Shatter is around 90-100F before oil starts to wax but is fully purged.

Don't go by temps on your griddle only pay attention to the oil temp itself. I've had strains wax up from between 105F-120F 

Once you're oil gets up to 130F or higher you run the risk of turning the oil into perma goo. Better to very slowly and carefully raise the oil temp till it waxes.

If you purge from the start with large muffins at full strength vacuum you can get the oil to purge and wax faster than if you slowly raise your vacuum strength along the way as it purges out the solvent/moisture. Some BHO makers don't like doing full muffins and do the slower gradual method that's why I'm mentioning it.


----------



## chef oli (Nov 17, 2013)

thanks for the help guys. lets say im going to want a waxy consistency over a shatter. what is the step by step process after take it from the pyrex off the griddle into the vac chamber? sorry im new to vac purging, trying to get up to game on wax. so for example if i scrape onto parchment paper, do i want to put the vac chamber on the griddle and purge from there? any advice or tips is appreciated.


----------



## BCOGYODA (Nov 17, 2013)

chef oli said:


> thanks for the help guys. lets say im going to want a waxy consistency over a shatter. what is the step by step process after take it from the pyrex off the griddle into the vac chamber? sorry im new to vac purging, trying to get up to game on wax. so for example if i scrape onto parchment paper, do i want to put the vac chamber on the griddle and purge from there? any advice or tips is appreciated.

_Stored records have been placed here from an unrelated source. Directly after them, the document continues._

PR #1440, opened 2025-01-13
fix: Ignore invalid xcframework paths

luispadron:
The rules should ignore invalid `.xcframework` paths like SPM does ([see here](https://github.com/swiftlang/swift-package-manager/blob/c26c12f54357fb7246c0bdbe3483105389f056b8/Sources/Workspace/Workspace%2BBinaryArtifacts.swift#L771-L780)). Unlike SPM however, in Starlark we do not have a readily available `.plist` decoder so we will simply ensure that an `Info.plist` file exists and let the build rules handle potential issues.

This fixes cases where I was getting warnings because our .zip file contains a `__MACOSX` directory that contains a `.xcframework` directory (this is used for metadata by macOS). All the files are prefixed with `._` so the Info.plist check here fixes including these bad paths in our search.

```
DEBUG: /private/var/tmp/_bazel_lpadron/9ae9416857eb79bb978de35a53d54970/external/rules_swift_package_manager~/swiftpkg/internal/repo_rules.bzl:156:14: WARNING: Found multiple XCFramework binary artifacts in the downloaded artifact: ["remote/archive/AppsFlyerLib-Dynamic.xcframework.zip/__MACOSX/AppsFlyerLib.xcframework", "remote/archive/AppsFlyerLib-Dynamic.xcframework.zip/AppsFlyerLib.xcframework"], using the last one.
```

### DIFF
--- a/swiftpkg/internal/repo_rules.bzl
+++ b/swiftpkg/internal/repo_rules.bzl
@@ -139,6 +139,17 @@ def _artifact_infos_from_path(repository_ctx, path):
             by_name = "*.xcframework",
         )
 
+    # NOTE: SPM validates the `.xcframework` paths by decoding the `Info.plist` file.
+    # This would be more involved to do in Starlark, so instead we'll assume
+    # that a `.xcframework` dir is a potential candidate if it contains a
+    # `Info.plist` file without checking the file contents.
+    # See: https://github.com/swiftlang/swift-package-manager/blob/c26c12f54357fb7246c0bdbe3483105389f056b8/Sources/Workspace/Workspace%2BBinaryArtifacts.swift#L771-L780
+    xcframework_dirs = [
+        xf
+        for xf in xcframework_dirs
+        if repository_files.path_exists(repository_ctx, paths.join(xf, "Info.plist"))
+    ]
+
     # If multiple found, use the last one which is what SPM currently does:
     # https://github.com/swiftlang/swift-package-manager/blob/c26c12f54357fb7246c0bdbe3483105389f056b8/Sources/Workspace/Workspace%2BBinaryArtifacts.swift#L699-L723
     if len(xcframework_dirs) > 1:


swiftpkg/internal/repo_rules.bzl
```diff
@@ -139,6 +140,15 @@ def _artifact_infos_from_path(repository_ctx, path):
             by_name = "*.xcframework",
         )
 
+    # Ignore some bad xcframework dirs, for example, when creating archives on macOS it's possible a `__MACOSX`
+    # dir is created, in this case, we should ignore that path as there should be a real xcframework dir elsewhere.
```
cgrindel, line 144: Can you elaborate on this? I don't understand when this happens. At first blush, it seems strange to me to ignore this directory out of hand.

luispadron: This has some info on `__MACOSX` specifically: https://superuser.com/questions/104500/what-is-macosx-folder-i-keep-seeing-in-zip-files-made-by-people-on-os-x but effectively its some folder that macOS / Finder will make automatically under certain cases. This happens when you right click > compress on macOS, but not when using tools like `zip`. The `__MACOSX` directory contains symlinks to the real file so what happens in this code is it find two xcframework dirs and provides a warning.

I agree that this is really an issue with the archive and it should be fixed there, but I expect there to be many of these archives in the wild so ignoring paths with that directory seemed like a better alternative.

cgrindel: Does SPM warn/error due to this extra directory?

luispadron: It does warn for when it find multiple dirs, but looks like that case wouldnt be hit for `__MACOSX` as it's a symlink and that gets filtered out by the `isDirectory` check: https://github.com/swiftlang/swift-package-manager/blob/c26c12f54357fb7246c0bdbe3483105389f056b8/Sources/Workspace/Workspace%2BBinaryArtifacts.swift#L736C34-L736C45

So we could do the same here (only check directories, ignore symlinks, etc), let me know your thoughts

cgrindel: That feels better to me.

luispadron: So I misunderstood how this worked, `__MACOSX` aren't symlinks, they're actual directories with `._` prefixed files, see this output after running `unzip` on: https://github.com/AppsFlyerSDK/AppsFlyerFramework/releases/download/6.11.2/AppsFlyerLib.xcframework.zip

```
AppsFlyerLib
├── AppsFlyerLib.xcframework
│   ├── Info.plist
│   ├── ios-arm64_armv7
│   │   └── AppsFlyerLib.framework
│   ├── ios-arm64_i386_x86_64-simulator
│   │   └── AppsFlyerLib.framework
│   ├── ios-arm64_x86_64-maccatalyst
│   │   └── AppsFlyerLib.framework
│   ├── macos-arm64_x86_64
│   │   └── AppsFlyerLib.framework
│   ├── tvos-arm64
│   │   └── AppsFlyerLib.framework
│   └── tvos-arm64_x86_64-simulator
│       └── AppsFlyerLib.framework
└── __MACOSX
    └── AppsFlyerLib.xcframework
        ├── ._Info.plist
        ├── ._ios-arm64_armv7
        ├── ._ios-arm64_i386_x86_64-simulator
        ├── ._ios-arm64_x86_64-maccatalyst
        ├── ._macos-arm64_x86_64
        ├── ._tvos-arm64
        ├── ._tvos-arm64_x86_64-simulator
        ├── ios-arm64_armv7
        ├── ios-arm64_i386_x86_64-simulator
        ├── ios-arm64_x86_64-maccatalyst
        ├── macos-arm64_x86_64
        ├── tvos-arm64
        └── tvos-arm64_x86_64-simulator
```
In the Bazel rules, because we are using `.xcframework` extension to assume something is a valid XCFramework then we end up finding these two paths.


I'm not entirely sure how SPM works around these files (or how it finds valid .xcframeworks). Going to see if I can find out what they're using to find the right xcframework path(s) here.

luispadron: Looks like they're reading the `Info.plist` file to figure this out: https://github.com/swiftlang/swift-package-manager/blob/c26c12f54357fb7246c0bdbe3483105389f056b8/Sources/Workspace/Workspace%2BBinaryArtifacts.swift#L771-L780

🙃 this would a bit more involved to do in Starlark though

luispadron: Going with a simpler check of `Info.plist` existence. Updated the PR and description.

cgrindel (approved):

cgrindel:
@mergifyio queue

PR #1446, opened 2025-01-15
chore: add CODEOWNERS file

luispadron:
Adds the `CODEOWNERS` file to the repo, we may need to update the repo settings so that reviewers are requested automatically.

### DIFF
--- a/CODEOWNERS
+++ b/CODEOWNERS
@@ -1,0 +1,1 @@
+* @brentleyjones @cgrindel @jpsim @luispadron


cgrindel (approved):

cgrindel:
@mergifyio queue

cgrindel:
I updated the branch protection rules to require a CODEOWNER review. For this repo, I don't think it matters too much, because we do not segregate different areas of the codebase by owner. If we think it is causing a problem, I will disable it.

PR #1452, opened 2025-01-20
Remove duplicated srcs

karim-alweheshy:
This resolves a case for using https://github.com/facebook/yoga from https://github.com/layoutBox/FlexLayout

### DIFF
--- a/swiftpkg/internal/clang_files.bzl
+++ b/swiftpkg/internal/clang_files.bzl
@@ -250,7 +250,7 @@ def _collect_files(
 
     modulemap = None
     modulemap_orig_path = None
-    for orig_path in all_srcs:
+    for orig_path in depset(all_srcs).to_list():
         path = _relativize(orig_path, relative_to)
         _root, ext = paths.split_extension(path)
         if lists.contains(_HEADER_EXTS, ext):


swiftpkg/internal/clang_files.bzl
```diff
@@ -250,7 +250,7 @@ def _collect_files(
 
     modulemap = None
     modulemap_orig_path = None
-    for orig_path in all_srcs:
+    for orig_path in depset(all_srcs).to_list():
```
cgrindel, line 253: Can you elaborate how we are getting duplicate sources in the first place?

cgrindel (commented):
Can we add the package that exhibits a problem to one of the examples?

swiftpkg/internal/clang_files.bzl
karim-alweheshy: [This](https://github.com/facebook/yoga/pull/1779) needs to be merged first and then I'll update this PR

cgrindel: Will you even need this PR, once the other PR merges?

karim-alweheshy: yes the other PR fixes something different related to picking up public headers unrelated to the compiled target

examples/yoga/README.md
cgrindel, line 1: Thank you for adding the example. To fully integrate the example with the repo, you will need to add the example to [this list](https://github.com/cgrindel/rules_swift_package_manager/blob/c320011d65d4fcbe75064c51d5014440c63280e5/examples/example_infos.bzl#L134-L152). Then, you will need to run `bazel run //:tidy`. This will update some source files that will need to be added to this PR.

PR #1458, opened 2025-01-25
fix: `pkg_manifest_minimal` example

cgrindel:
As pointed out #1429, the `pkg_manifest_minimal` example was calling `ComplexClass.greet()` and printing the result, but the function did not return anything. Instead, it was printing in `greet()` function. That was not the original intent. I updated `ComplexClass.greet()` to return the greeting so that the executable can print it. I also added a check in `do_test` to confirm that it was being output properly. All of this was a miss on my part.

Thanks to @0xLucasMarcal  for pointing this.


luispadron (approved):

cgrindel:
@mergifyio queue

This is the thread you want to check out for that info:
https://www.rollitup.org/concentrates-extracts/624465-bho-vacuum-oil-wax-tutorial.html

A lot of good reading and info throughout the whole thread.


----------



## SnapsProvolone (Nov 17, 2013)

I was taught:

110 f= shatter
120 - 130 f = butter /wax / honeycomb
140 f and up = oil


----------



## BCOGYODA (Nov 17, 2013)

SnapsProvolone said:


> I was taught:
> 
> 110 f= shatter
> 120 - 130 f = butter /wax / honeycomb
> 140 f and up = oil


Not really. You gotta be REAL careful at those temps cause different strains respond differently.
I've waxed up a lot of runs now at only 107-110
And I've had perma goo form at only 128-130F
And not sure exactly what you mean by "oil" at 140 and up but at those temps I've got taffy cause I don't winterize so It's my understanding if you still have plant waxes/lipids in your "oil" it will never be liquid low viscosity oil without winterizing it to get the impurities completely out.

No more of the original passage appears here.